**EXERCISE MATERIALS**
┄┄┄┄┄┄
PR #2023, opened 2026-06-19
Support drag resort on features in actor setting sheets

CarlosFdez:
This should make the features sections in the sheet one step more usable. Its still not quite there yet, as feature forms barriors are not visible yet, and dragging across feature forms leads to weird behaviors (separately solved by https://github.com/Foundryborne/daggerheart/pull/2016).

This fixes an issue where dragging adversaries in the environment sheet caused errors, however it does not support drag/drop resorting there. You can drag/drop an adversary from there into a different category though.

### DIFF
--- a/module/applications/sheets-configs/adversary-settings.mjs
+++ b/module/applications/sheets-configs/adversary-settings.mjs
@@ -97,32 +97,4 @@ export default class DHAdversarySettings extends DHBaseActorSettings {
 
         await this.actor.update({ [`system.experiences.${target.dataset.experience}`]: _del });
     }
-
-    async _onDragStart(event) {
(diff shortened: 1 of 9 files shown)


WBHarry (approved):
:+1: Works great.

While drag resorting in the settings sheet, you really notice how we need some identification of the different action types. If you don't already know which feature is what type it might confuse the user why the feature doesn't end up where you expected (#2016 fixed so that the feature is at least moved to the correct position :+1:)

CarlosFdez:
Yeah. Basically right now I suspect most active homebrewing is done in the view sheet, not the settings sheet, for reasons such as that. There is a feature gap the edit sheets have to catch up on before we can even think of further restricting the view.

PR #2026, opened 2026-06-21
[Feature] In setting sheets, split by feature type and include descriptions

CarlosFdez:
Splits them up into these groups, and gives separate create buttons that makes a feature for that type. Added to adversary, environment, and npcs.

Also does a few extra things:
- show feature type on npc view sheet
- fix tags showing in companion limited sheet
- fixes scroll restoration for setting sheet features and potential adversaries

### DIFF
--- a/module/applications/sheets-configs/adversary-settings.mjs
+++ b/module/applications/sheets-configs/adversary-settings.mjs
@@ -10,11 +10,7 @@ export default class DHAdversarySettings extends DHBaseActorSettings {
         actions: {
             addExperience: DHAdversarySettings.#addExperience,
             removeExperience: DHAdversarySettings.#removeExperience
-        },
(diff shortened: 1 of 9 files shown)


WBHarry:
Works great.

The one thing I'm considering which I'm not sure about,
What do you think about always having the descriptions initially collapsed in the Edit Sheet, regardless of what you have the setting on? 
image
I'm not 100% on it, but I do somewhat feel that getting the big picture overview of the actiontype split has value here, instead of maybe just seeing 2 actions in the initial scroll because they have really long descriptions.

CarlosFdez:
That makes sense to me. When I wake up I'll try to see if there's a way to take care of that.

WBHarry (approved):
:+1:

PR #2319, opened 2026-09-02
[Fix] Rename Loot

WBHarry:
We've hade a missunderstanding since the system's inception that general items are called `Loot`.
Such an item is actually just called an `Item`. 

I changed the translations ,but I don't see a reason to try to mess with the item type key. That'll just have to be a funny historical thing.
image

### DIFF
--- a/lang/en.json
+++ b/lang/en.json
@@ -8,7 +8,7 @@
             "feature": "Feature",
             "domainCard": "Domain Card",
             "consumable": "Consumable",
-            "loot": "Loot",
+            "loot": "Item",
             "weapon": "Weapon",
             "armor": "Armor",
             "beastform": "Beastform",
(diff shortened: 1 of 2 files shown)


CarlosFdez:
We can try it. I'm a bit concerned that the foundry item and the loot item will get mixed up, but its just a translation string.

CarlosFdez (approved):

WBHarry:
We don't -have- to change it - but it is the correct verbage for Daggerheart.

I did always find it weird to speak about Loot as an item type. It sounds like something out of Munchkin when you say it like that.

CarlosFdez:
To be clear I don't have an alternative, and most of my fear is because of foundry's own naming conventions. This is fine.

PR #2320, opened 2026-09-02
[Feature] Customized Sidebar Settings

WBHarry:
Customized the sidebar settings tab in the style D&D uses. I think the link to discord is especially good to have around 🧑‍🍳 
I added the game-system section via `onRender` rather than overriding the whole template for greater stability.
image


CarlosFdez:
Would we lose the "has new update" notification, or does foundry inject that later?

WBHarry:
Ah, right. I thought about that at some point then forgot. We should have that yeah.

CarlosFdez (approved):
Neato

PR #2321, opened 2026-09-02
Restore title to environment header

CarlosFdez:
image


WBHarry (approved):
:+1:

CarlosFdez:
Asking for @moliloo approval. The title was their suggestion, and there is a hangup on the title repeating the name. We could replace the title with just the type, but then that'll affect the collapsed behavior, which currently shows the same title (but I supposed it wasn't visible anyways?)

image

moliloo (approved):
i don't see a problem the title repeat the name itself, its just how foundry works, to me its good to merge

PR #2322, opened 2026-09-02
Use card trim variable instead of golden

CarlosFdez:
Reduces the likelyhood of others massacring my boy.

Also sneaked in a thing to add an upper bound to recall border width (3px). I think it looks nicer.


WBHarry (approved):
https://tenor.com/view/look-how-they-massacred-my-boy-godfather-sad-cry-hurt-gif-16433641

PR #2325, opened 2026-09-04
Split DSN settings from appearance and convert to user setting

CarlosFdez:
This splits DSN settings into a new setting and a new menu. The new DSN settings are user settings, which means that they are specific to the world, not to the browser. This is also the case for the actual dice so nice module (which only has a client setting for the purposes of migrations, and otherwise uses user flags).

Also sneaks in the following features, that were kinda annoying to do separately:
- Updating appearance settings re-renders all open actor sheets like homebrew settings do
- Fixes regular migrations to only run for GMs (a player logging in first can trigger a migration and permission failure spam otherwise). I saw this happen when troubleshooting for someone.

There are however some things I withold on, because I didn't wanna increase the size of this with extra things.
- I would like to refactor the app files like `DHAppearanceSettings` to `AppearanceConfig`. This is the naming convention used by foundry. If we did `AppearanceSettingConfig`, this would be the 5e convention. I"m happy with either but am leaning the former.
- I would like the refactor the data models from `DhAppearance` to `AppearanceSetting`. This is the 5e convention for data models.
- I'm not sure about the migration. Basically, every world you log on, including new worlds, will be set to your user setting. We could update the appearance so it only ever happens on one world, but then that might cause issues with other worlds.

### DIFF
--- a/daggerheart.d.ts
+++ b/daggerheart.d.ts
@@ -16,6 +16,7 @@ import DhAutomation from './module/data/settings/Automation.mjs';
 import FearTracker from './module/applications/ui/fearTracker.mjs';
 import DhCountdowns from './module/data/countdowns.mjs';
 import DhEffectsDisplay from './module/applications/ui/effectsDisplay.mjs';
+import { DhDiceSoNice } from './module/data/settings/DiceSoNice.mjs';
 
 // Foundry's use of `Object.assign(globalThis) means many globally available objects are not read as such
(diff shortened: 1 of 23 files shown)


WBHarry:
With DSN v6.3.0 and us defering everything to the module now, this shouldn't be needed 🫡

CarlosFdez:
Nope. I'll draft it to keep around, as the here is a precursor to theming. But otherwise nop.

PR #2326, opened 2026-09-04
Fix styling in ability use messages

CarlosFdez:
Fixes issues with the tags in send to chat. Test it out with a domain card.

I was considering adding the domain card and recall cost here but that might need a greater discussion, so only fixes for now.

image


WBHarry (approved):
:+1:

PR #2328, opened 2026-09-04
[Feature] Conditional Active Effects

WBHarry:
I've added 3 ConditionalTypes:
- **DataCompare**
_Phase:_ `Preparation`
_failureMode:_ `suppress`
This compares a value in rollData to a formula via a chosen comparator method
- **ActionType**
_Phase:_ `Roll`
_failureMode:_ `remove`
This ensures that the action being used is of an allowed type. Allowed types is a SetField, so many could be allowed.
- **Weapon Requirement**
_Phase:_ `Roll`
_failureMode:_ `remove`
This ensures that the action being used is of a specific sort of weapon.

----
I updated the SRD for Horde adversaries using `DataCompare` - removed all the current logic for Horde damage using altValue and deleted the special `horde` ActiveEffect type.

----
I have not made use of `Action Type` and `Weapon Requirement` in this PR. That is handled in the stacked PR.

### DIFF
--- a/module/data/activeEffect/baseEffect.mjs
+++ b/module/data/activeEffect/baseEffect.mjs
@@ -125,8 +125,8 @@ export default class BaseEffect extends foundry.data.ActiveEffectTypeDataModel {
         }
 
         return rollData && this.conditionals.some(x => 
-            x.phase === CONFIG.DH.EFFECTS.conditionalPhases.preparation.id && 
-            x.failureMode === CONFIG.DH.EFFECTS.conditionalFailureModes.suppress.id &&
+            x.constructor.metadata.phase === CONFIG.DH.EFFECTS.conditionalPhases.preparation.id && 
+            x.constructor.metadata.failureMode === CONFIG.DH.EFFECTS.conditionalFailureModes.suppress.id &&
             !x.doesConditionalPass(rollData)
         );
     }
--- a/module/data/activeEffect/baseEffect.mjs
+++ b/module/data/activeEffect/baseEffect.mjs
@@ -127,7 +127,7 @@ export default class BaseEffect extends foundry.data.ActiveEffectTypeDataModel {
         return rollData && this.conditionals.some(x => 
             x.constructor.metadata.phase === CONFIG.DH.EFFECTS.conditionalPhases.preparation.id && 
             x.constructor.metadata.failureMode === CONFIG.DH.EFFECTS.conditionalFailureModes.suppress.id &&
-            !x.doesConditionalPass(rollData)
+            !x.test(rollData)
         );
     }
 
--- a/module/data/activeEffect/baseEffect.mjs
+++ b/module/data/activeEffect/baseEffect.mjs
@@ -124,7 +124,11 @@ export default class BaseEffect extends foundry.data.ActiveEffectTypeDataModel {
             if (change.isSuppressed) return true;
         }
 
-        return rollData && this.conditionals.some(x => !x.doesConditionalPass(rollData));
+        return rollData && this.conditionals.some(x => 
+            x.phase === CONFIG.DH.EFFECTS.conditionalPhases.preparation.id && 
+            x.failureMode === CONFIG.DH.EFFECTS.conditionalFailureModes.suppress.id &&
+            !x.doesConditionalPass(rollData)
+        );
     }
 
     get armorChange() {
--- a/module/data/activeEffect/baseEffect.mjs
+++ b/module/data/activeEffect/baseEffect.mjs
@@ -14,6 +14,7 @@
 
 import { getScrollTextData } from '../../helpers/utils.mjs';
 import { changeTypes } from './changeTypes/_module.mjs'
+import { conditionalTypes } from './conditionalTypes/_module.mjs';
 
 export default class BaseEffect extends foundry.data.ActiveEffectTypeDataModel {
     static defineSchema() {
@@ -40,6 +41,8 @@ export default class BaseEffect extends foundry.data.ActiveEffectTypeDataModel {
             return r;
         }, {});
 
+        
+
         return {
             ...super.defineSchema(),
             changes: new fields.ArrayField(
@@ -56,6 +59,7 @@ export default class BaseEffect extends foundry.data.ActiveEffectTypeDataModel {
                 }),
                 description: new fields.HTMLField({ label: 'DAGGERHEART.GENERAL.description' })
             }),
+            conditionals: new fields.ArrayField(new fields.TypedSchemaField(conditionalTypes)),
             rangeDependence: new fields.SchemaField({
                 type: new fields.StringField({
                     required: true,
@@ -115,11 +119,12 @@ export default class BaseEffect extends foundry.data.ActiveEffectTypeDataModel {
         return true;
     }
 
-    get isSuppressed() {
+    getIsSuppressed(rollData) {
         for (const change of this.changes) {
             if (change.isSuppressed) return true;
         }
-        return false;
+
+        return rollData && this.conditionals.some(x => !x.doesConditionalPass(rollData));
     }
 
     get armorChange() {
--- a/module/data/activeEffect/baseEffect.mjs
+++ b/module/data/activeEffect/baseEffect.mjs
@@ -41,8 +41,6 @@ export default class BaseEffect extends foundry.data.ActiveEffectTypeDataModel {
             return r;
         }, {});
 
-        
-
         return {
             ...super.defineSchema(),
             changes: new fields.ArrayField(
--- a/module/data/activeEffect/baseEffect.mjs
+++ b/module/data/activeEffect/baseEffect.mjs
@@ -117,7 +117,7 @@ export default class BaseEffect extends foundry.data.ActiveEffectTypeDataModel {
         return true;
     }
 
-    getIsSuppressed(rollData) {
+    testIsSuppressed(rollData) {
         for (const change of this.changes) {
             if (change.isSuppressed) return true;
         }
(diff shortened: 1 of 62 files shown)


WBHarry:
Two things to resolve for Horde Damage:

**1)** Do we remove the Automation setting for `Automate Horde Damage`? It used to determine if horde damage got lowered automatically when marking half hp or more. Otherwise we'll have to work it into the conditional flow in some fashion, or have a special case.

**2)** How, if at all, can we migrate existing Horde adversaries (the SRD is of course already updated)? What's needed is to delete the old `Horde` effect, and to create a new one on the `Horde` Feature the adversary has. We can't do either of those in `migrateData` - and a one-shot will of course not hit compendiums.
For stuff coming from the SRD, users can of course just use `refresh` now. For others, I dunno. We -could- add in some system that pops up a warning in sheets that something is out of date and needs to be manually fixed - some manual list of rare cases like this we could fill in.

CarlosFdez:
I don't know what to do with the setting yet (I'll get ideas later), but for migration, I think its a combination of a migration on the actor to delete the horde effect, and a migration on the item to add a horde effect. I don't know if its possible to add/remove items in parent migrations, but that might work? The data for the horde stuff is not part of the effect, its part of the actor. However this may be dangerous to do as a "every data prep" migration, which has trouble with 3pp content in the current version (one day we can version stamp compendiums or compendium data...unless it already is?)

Perhaps an alternative is to forget a perfect migration. There's nothing wrong mechanically with the horde effect being a non transfer effect. Doesn't really matter where it lives.

CarlosFdez:
I attempted to resolve the branch rebase issues, since stacks insist on that. Let me know if I messed up. Roll & Damage dhRoll.mjs's test invocation is the part where im not sure.

WBHarry:
> I attempted to resolve the branch rebase issues, since stacks insist on that. Let me know if I messed up. Roll & Damage dhRoll.mjs's test invocation is the part where im not sure.

The logic looks intact there to me :+1:

module/data/activeEffect/conditionalTypes/actionTypeConditional.mjs
```diff
@@ -0,0 +1,42 @@
...
+                initial: conditionalTypes.actionType.id 
+            }),
+            actionTypes: new fields.SetField(new fields.StringField({
+                label: 'DAGGERHEART.EFFECTS.Conditionals.actionType.actionType',
+                nullable: true,
+                choices: CONFIG.DH.EFFECTS.actionType,
+                initial: null
+            }))
+        }
+    }
```
CarlosFdez, line 29: Still going through code, I'll have to see it in practice, but I feel the the way this is set up might lead to confusion or some incorrect applied things.

So reading the rule, reaction rolls *are* action rolls. Anything that applies to action rolls applies to reaction rolls. The rule is that reaction rolls work like action rules except that they don't generate hope/fear/additional GM moves.

A bonus to action rolls will need someone to select both "action" and "reaction" here. If they select just "action", it'll be wrong. That's a footgun waiting to happen.

EDIT: I'll test it for real later though and see if I can come up with an alternative. "duality" Is distinct from reaction roll at least.

WBHarry:
Migration achieved 😎 

I could make use of the always present `horde` effect for the new one, making it possible.

styles/less/sheets/activeEffects/activeEffects.less
```diff
@@ -23,6 +27,31 @@
         }
     }
 
+    .tab.conditionals {
+        .conditional-outer-container {
```
CarlosFdez: doesn't seem like this has any styling of its own. You could do `.conditional-outer-container .conditional-container` or you could omit entirely to reduce specificity.

I'll have to see why there is even this outer container though.

module/documents/actor.mjs
```diff
@@ -1238,12 +1269,22 @@ export default class DhpActor extends Actor {
 
     /**@inheritdoc */
     *allApplicableEffects({ noSelfArmor, noTransferArmor } = {}) {
+        const isRemovedByConditional = effect => {
+            const { preparation } = CONFIG.DH.EFFECTS.conditionalPhases;
+            const { remove } = CONFIG.DH.EFFECTS.conditionalFailureModes;
+            return effect.system.conditionals.some(x => 
+                x.constructor.metadata.phase === preparation.id && 
+                x.constructor.metadata.failureMode === remove.id &&
+                !x.test(this.getRollData())
```
CarlosFdez: Move this getRollData() outside of the some loop for perf reasons. It will also eventually allow us to splice extra data in there later.

module/documents/activeEffect.mjs
```diff
@@ -7,7 +7,7 @@ export default class DhActiveEffect extends foundry.documents.ActiveEffect {
 
     /**@override */
     get isSuppressed() {
-        if (this.system.isSuppressed === true) return true;
+        if (this.system.getIsSuppressed(this.actor?.getRollData()) === true) return true;
```
CarlosFdez: could this also be called test?

module/data/activeEffect/baseEffect.mjs
```diff
@@ -115,11 +119,16 @@ export default class BaseEffect extends foundry.data.ActiveEffectTypeDataModel {
         return true;
     }
 
-    get isSuppressed() {
+    getIsSuppressed(rollData) {
```
CarlosFdez: I think you can maybe keep isSuppressed(), but have test() "invalidate" it by setting to false?

module/data/activeEffect/baseEffect.mjs
```diff
@@ -40,6 +41,8 @@ export default class BaseEffect extends foundry.data.ActiveEffectTypeDataModel {
             return r;
         }, {});
 
+        
+
```
CarlosFdez:
```suggestion
```

module/data/activeEffect/baseEffect.mjs
WBHarry: Hm, but we can't pass the rollData into a getter. Or did you just mean the name?

module/documents/activeEffect.mjs
WBHarry: `testIsSuppressed` maybe? `system` here is `BaseEffect`. Just `test` doesn't really tell me what that is at least.

module/documents/actor.mjs
```diff
@@ -1238,12 +1269,22 @@ export default class DhpActor extends Actor {
...
+        }
+
         for (const effect of this.effects) {
-            if (!noSelfArmor || effect.type !== 'armor') yield effect;
+            if (!isRemovedByConditional(effect) && (!noSelfArmor || effect.type !== 'armor')) yield effect;
         }
         for (const item of this.items) {
             for (const effect of item.effects) {
-                if (effect.transfer && (!noTransferArmor || effect.type !== 'armor')) yield effect;
+                if (!isRemovedByConditional(effect) && effect.transfer && (!noTransferArmor || effect.type !== 'armor')) yield effect;
```
CarlosFdez: move the isRemoved to the end of both ifs to take advantage of short circuiting.

WBHarry: Smart - most expensive check goes last. :+1:

module/documents/activeEffect.mjs
WBHarry: I changed it to `testIsSuppressed`.

module/documents/actor.mjs
WBHarry: Good call. Moved it :+1:

styles/less/sheets/activeEffects/activeEffects.less
WBHarry: It had no function actually, looking at it. I probably thought I would do something with it, but never did. 
Removed it :+1:

module/documents/activeEffect.mjs
CarlosFdez: There isn't really anything wrong with them both implementing the same "testable" interface. That's a pretty common programming practice.

If both testable things sharing the method signature for a test() function doesn't appeal then sure, but the name still is a bit confusing. You're not testing if it *is* suppressed, rather you're testing if you should early return that its suppressed if you're in the suppression getter.

module/data/activeEffect/baseEffect.mjs
CarlosFdez: I wrote this in another comment chain, but this is a test function, there isn't actually a suppression state. I also now realize why you had issues with multi-phase conditionals.

You can change the implementation of the test function here (call it whatever you want) to set an internal "is suppressed" parameter to true if the test fails. When calling the function again, it can return early if the internal suppressed variable is already set to true "is suppressed". This flag can reset at the very start of data prep. This would allow conditionals run at different stages to add on.

Instead of an internal is suppressed flag, it could instead be called invalid or valid or whatever else you think fits. The name isn't that important.

module/documents/activeEffect.mjs
CarlosFdez: I guess its also weird for an isSuppressed getter to get if its suppressed state from a xIsSuppressed function. Makes it hard to figure out what the relationship is in a few months. From the outside it looks like you figure out if something is suppressed by doing effect.testIsSuppressed(), but that's not quite right.

module/data/activeEffect/baseEffect.mjs
CarlosFdez: That said, there is an appeal with re-evaluating, if you like the idea of a prep phase conditional possibly returning a different result at a later phase. So its not like there's necessarily a right answer here.

WBHarry:
It seems all good to me now.

Actually adding in uses of it in the SRD aside from the Hordes is something we'll do once this is in 🥳

CarlosFdez (approved):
┄┄┄┄┄┄
**TASK DETAILS**
In the listing above, find the line with "With DSN v6.3.0" and the line with "Fixes issues with", then print exactly those lines and every line between them.

**TASK SOLUTION**
With DSN v6.3.0 and us defering everything to the module now, this shouldn't be needed 🫡

CarlosFdez:
Nope. I'll draft it to keep around, as the here is a precursor to theming. But otherwise nop.

PR #2326, opened 2026-09-04
Fix styling in ability use messages

CarlosFdez:
Fixes issues with the tags in send to chat. Test it out with a domain card.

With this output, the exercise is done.